%%

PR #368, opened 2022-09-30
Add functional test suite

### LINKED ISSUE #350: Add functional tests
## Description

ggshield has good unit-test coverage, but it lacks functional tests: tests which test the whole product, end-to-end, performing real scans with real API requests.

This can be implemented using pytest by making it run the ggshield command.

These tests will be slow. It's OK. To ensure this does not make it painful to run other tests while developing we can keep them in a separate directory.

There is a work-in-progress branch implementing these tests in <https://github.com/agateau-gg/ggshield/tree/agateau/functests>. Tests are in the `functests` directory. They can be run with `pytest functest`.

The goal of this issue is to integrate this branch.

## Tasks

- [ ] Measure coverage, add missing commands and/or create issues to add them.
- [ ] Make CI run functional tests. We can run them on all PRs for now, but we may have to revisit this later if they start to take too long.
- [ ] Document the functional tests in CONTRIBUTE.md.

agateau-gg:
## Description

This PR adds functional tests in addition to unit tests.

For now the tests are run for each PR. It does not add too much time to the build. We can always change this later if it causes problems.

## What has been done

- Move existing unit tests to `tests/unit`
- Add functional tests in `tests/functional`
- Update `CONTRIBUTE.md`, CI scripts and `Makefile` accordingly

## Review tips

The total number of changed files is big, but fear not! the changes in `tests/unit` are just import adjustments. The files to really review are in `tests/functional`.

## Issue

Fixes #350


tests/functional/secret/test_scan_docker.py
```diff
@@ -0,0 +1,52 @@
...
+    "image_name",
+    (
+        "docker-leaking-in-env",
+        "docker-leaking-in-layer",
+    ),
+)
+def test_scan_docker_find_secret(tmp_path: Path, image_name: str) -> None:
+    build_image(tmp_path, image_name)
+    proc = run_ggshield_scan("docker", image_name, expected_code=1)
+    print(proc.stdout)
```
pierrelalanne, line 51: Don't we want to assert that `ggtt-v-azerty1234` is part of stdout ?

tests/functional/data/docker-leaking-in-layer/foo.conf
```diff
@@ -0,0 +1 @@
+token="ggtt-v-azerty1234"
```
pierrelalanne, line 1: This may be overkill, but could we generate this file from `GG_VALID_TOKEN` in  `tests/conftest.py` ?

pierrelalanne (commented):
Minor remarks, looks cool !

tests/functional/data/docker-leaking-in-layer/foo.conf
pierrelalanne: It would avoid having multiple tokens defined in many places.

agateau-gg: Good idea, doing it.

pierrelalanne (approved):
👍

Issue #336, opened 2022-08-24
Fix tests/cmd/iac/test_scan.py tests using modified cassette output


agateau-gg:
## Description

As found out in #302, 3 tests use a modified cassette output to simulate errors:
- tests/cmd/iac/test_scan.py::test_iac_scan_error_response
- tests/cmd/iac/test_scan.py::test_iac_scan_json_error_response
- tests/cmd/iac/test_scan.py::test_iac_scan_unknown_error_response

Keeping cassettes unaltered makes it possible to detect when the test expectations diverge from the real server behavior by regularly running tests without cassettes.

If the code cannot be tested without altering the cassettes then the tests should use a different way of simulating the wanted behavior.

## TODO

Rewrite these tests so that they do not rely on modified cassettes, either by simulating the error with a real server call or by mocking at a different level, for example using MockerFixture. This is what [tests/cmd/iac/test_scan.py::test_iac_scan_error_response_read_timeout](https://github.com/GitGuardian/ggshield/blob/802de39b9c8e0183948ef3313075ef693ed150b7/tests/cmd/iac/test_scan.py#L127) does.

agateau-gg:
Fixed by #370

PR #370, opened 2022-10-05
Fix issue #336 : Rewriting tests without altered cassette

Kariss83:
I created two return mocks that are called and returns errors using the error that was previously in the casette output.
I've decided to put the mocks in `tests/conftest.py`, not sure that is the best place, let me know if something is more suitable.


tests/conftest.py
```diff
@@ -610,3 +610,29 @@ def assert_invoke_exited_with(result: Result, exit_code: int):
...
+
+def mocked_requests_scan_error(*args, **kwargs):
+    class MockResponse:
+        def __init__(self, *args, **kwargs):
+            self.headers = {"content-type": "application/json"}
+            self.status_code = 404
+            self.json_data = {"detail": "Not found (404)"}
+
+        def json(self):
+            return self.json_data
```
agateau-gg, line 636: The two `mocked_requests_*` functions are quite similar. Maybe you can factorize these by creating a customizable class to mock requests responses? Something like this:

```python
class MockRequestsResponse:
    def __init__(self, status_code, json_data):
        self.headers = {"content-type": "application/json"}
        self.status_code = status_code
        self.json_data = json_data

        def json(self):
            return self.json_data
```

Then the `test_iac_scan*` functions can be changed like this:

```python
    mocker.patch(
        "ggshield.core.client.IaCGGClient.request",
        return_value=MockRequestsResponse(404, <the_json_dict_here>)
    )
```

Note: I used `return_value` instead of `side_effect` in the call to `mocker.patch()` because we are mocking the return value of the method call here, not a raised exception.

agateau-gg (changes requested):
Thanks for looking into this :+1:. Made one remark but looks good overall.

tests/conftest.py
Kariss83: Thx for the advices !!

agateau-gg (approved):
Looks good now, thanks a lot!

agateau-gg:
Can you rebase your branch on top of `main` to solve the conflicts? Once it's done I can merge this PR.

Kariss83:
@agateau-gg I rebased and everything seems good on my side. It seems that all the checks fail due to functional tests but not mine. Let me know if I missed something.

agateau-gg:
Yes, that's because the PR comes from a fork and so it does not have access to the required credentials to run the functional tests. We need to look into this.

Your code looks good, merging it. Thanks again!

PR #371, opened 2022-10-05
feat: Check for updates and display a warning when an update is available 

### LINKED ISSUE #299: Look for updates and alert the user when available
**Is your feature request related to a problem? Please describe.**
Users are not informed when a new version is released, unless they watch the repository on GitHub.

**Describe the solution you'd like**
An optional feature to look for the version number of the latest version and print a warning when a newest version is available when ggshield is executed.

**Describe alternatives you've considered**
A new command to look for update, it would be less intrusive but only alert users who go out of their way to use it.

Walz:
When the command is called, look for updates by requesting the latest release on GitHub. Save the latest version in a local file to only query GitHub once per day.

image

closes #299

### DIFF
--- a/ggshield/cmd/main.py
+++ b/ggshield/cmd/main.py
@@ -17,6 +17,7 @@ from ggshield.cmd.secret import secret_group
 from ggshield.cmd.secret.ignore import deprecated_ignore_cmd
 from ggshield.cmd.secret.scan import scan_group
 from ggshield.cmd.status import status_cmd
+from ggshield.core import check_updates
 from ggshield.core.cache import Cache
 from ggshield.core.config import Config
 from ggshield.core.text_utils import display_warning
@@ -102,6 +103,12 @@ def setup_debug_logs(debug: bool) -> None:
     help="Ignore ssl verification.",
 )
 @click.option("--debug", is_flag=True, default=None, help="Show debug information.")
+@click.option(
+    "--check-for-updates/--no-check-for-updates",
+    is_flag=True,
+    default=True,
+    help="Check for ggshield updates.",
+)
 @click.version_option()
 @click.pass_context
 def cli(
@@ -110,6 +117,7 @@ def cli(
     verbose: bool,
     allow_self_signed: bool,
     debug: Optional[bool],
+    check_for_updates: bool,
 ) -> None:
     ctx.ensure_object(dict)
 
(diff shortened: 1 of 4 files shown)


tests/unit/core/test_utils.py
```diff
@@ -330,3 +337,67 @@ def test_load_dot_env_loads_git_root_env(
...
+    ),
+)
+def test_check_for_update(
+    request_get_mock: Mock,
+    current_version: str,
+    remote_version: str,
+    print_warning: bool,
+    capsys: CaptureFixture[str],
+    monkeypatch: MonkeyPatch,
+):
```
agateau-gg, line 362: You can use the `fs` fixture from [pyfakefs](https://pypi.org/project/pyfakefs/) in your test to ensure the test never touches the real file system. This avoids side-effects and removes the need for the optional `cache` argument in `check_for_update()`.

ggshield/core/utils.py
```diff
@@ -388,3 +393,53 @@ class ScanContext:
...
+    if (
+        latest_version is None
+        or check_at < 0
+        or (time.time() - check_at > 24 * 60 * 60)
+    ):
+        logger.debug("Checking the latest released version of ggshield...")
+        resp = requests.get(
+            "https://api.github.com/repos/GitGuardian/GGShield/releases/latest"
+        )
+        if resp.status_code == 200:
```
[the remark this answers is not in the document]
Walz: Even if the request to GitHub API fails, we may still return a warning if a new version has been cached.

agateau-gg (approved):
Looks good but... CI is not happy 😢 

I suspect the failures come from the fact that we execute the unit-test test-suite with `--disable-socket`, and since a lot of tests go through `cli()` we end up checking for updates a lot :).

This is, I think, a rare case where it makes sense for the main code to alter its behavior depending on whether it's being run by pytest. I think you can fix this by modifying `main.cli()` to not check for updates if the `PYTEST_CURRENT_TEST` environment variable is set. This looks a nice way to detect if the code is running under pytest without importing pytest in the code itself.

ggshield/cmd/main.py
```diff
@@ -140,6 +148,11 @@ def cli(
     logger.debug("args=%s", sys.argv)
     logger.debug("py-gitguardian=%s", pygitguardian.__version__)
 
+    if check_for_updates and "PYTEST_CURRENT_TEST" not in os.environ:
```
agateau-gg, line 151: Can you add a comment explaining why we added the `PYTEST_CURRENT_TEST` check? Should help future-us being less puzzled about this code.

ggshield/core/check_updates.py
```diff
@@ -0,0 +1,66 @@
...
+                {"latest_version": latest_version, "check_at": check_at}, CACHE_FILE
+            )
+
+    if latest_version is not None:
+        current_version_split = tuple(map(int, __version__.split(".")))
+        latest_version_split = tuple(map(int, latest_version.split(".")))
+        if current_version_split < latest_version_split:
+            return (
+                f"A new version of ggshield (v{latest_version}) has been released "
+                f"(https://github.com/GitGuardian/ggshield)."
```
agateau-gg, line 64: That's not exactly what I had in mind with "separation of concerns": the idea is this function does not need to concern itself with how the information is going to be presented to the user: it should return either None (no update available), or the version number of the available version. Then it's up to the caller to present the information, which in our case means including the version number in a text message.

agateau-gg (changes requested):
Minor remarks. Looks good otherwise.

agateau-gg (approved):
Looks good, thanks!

%%

Go through the lines above and tally those with the string "into". The total is all that is needed.

2